A note on the absence of ?: ternary
Kotlin reserves ?: for the Elvis operator (null-coalescing). The conventional substitute for ternary:
// Other languages:
// val max = a > b ? a : b
// Kotlin:
val max = if (a > b) a else b
The mechanism admits substantial conciseness; the if-as-expression form is the conventional Kotlin idiom.
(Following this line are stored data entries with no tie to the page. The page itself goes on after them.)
PR #2066, opened 2026-08-18
feat(sdk): surface curated xrpl issued currencies through searchToken

### LINKED ISSUE #1219: searchToken still cannot surface curated XRPL issued currencies from knownTokens
## Summary
The SDK now knows about curated XRPL issued currencies like RLUSD internally, but the public `searchToken()` surface still only models discovery as CoinGecko contract deployments.

## Evidence
- `packages/core/chain/chains/ripple/issuedCurrency.ts:146-164` defines curated XRPL issued tokens
- `packages/core/chain/coin/knownTokens/index.ts:800-805` indexes those tokens into `knownTokens`
- `packages/sdk/src/index.ts:788` exports `searchToken`
- `packages/sdk/src/tools/token/searchToken.ts:71-137` only emits deployments when `detail_platforms[*].contract_address` exists

## Impact
- XRPL issued currencies are internally known but still absent from the public search surface.
- That pressures downstream consumers to add more local token-search shims instead of consuming one canonical SDK discovery path.

## Fix sketch
- Overlay `knownTokens`-backed results into `searchToken()` for non-contract token-id families such as XRPL issued currencies.
- Add unit coverage showing RLUSD is discoverable through the public search surface.
- Be explicit about result-shape semantics for non-contract ids.

## Effort
Medium

## Report
https://gist.github.com/gomesalexandre/b8e6fe15a62b7d5a6843b1174225e65f

gomesalexandre:
Closes vultisig/vultisig-sdk#1219

`packages/sdk/src/tools/token/searchToken.ts` only modeled token discovery as CoinGecko "platform deployments" — a `detail_platforms[*].contract_address`. XRPL issued currencies don't have a contract address (they're identified by `(currency, issuer)`), so CoinGecko never lists a `ripple` platform entry for them, and the SDK's own curated `knownTokens[Chain.Ripple]` list (RLUSD) was never surfaced through `searchToken()` even though it's known internally.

A note on the conventional discipline
The contemporary Kotlin conditional advice:
- Use
if/elsefor boolean dispatch. - Use
ifas expression — the conventional ternary substitute. - Use
whenfor multi-way value dispatch. - Use
?:(Elvis) for nullable defaults. - Use smart casts — let the compiler narrow.
- Use early returns for precondition validation.
- Use parentheses around conditions (required).
- Use braces for multi-statement bodies — conventional discipline.
- Avoid the temptation to write IIFE for substantial expressions — the
if/whenexpressions admit substantial conciseness. - Use
tryas expression for fallible operations admitting a default.
The combination — if/else with strict-Boolean conditions, the expression-form admitting value-returning conditionals, smart casts in conditionals, the substantial when for multi-way dispatch, the ?: Elvis for nullable defaults — is the substance of Kotlin’s selection surface. The discipline produces clear, type-safe, expressive conditional code with substantial conciseness.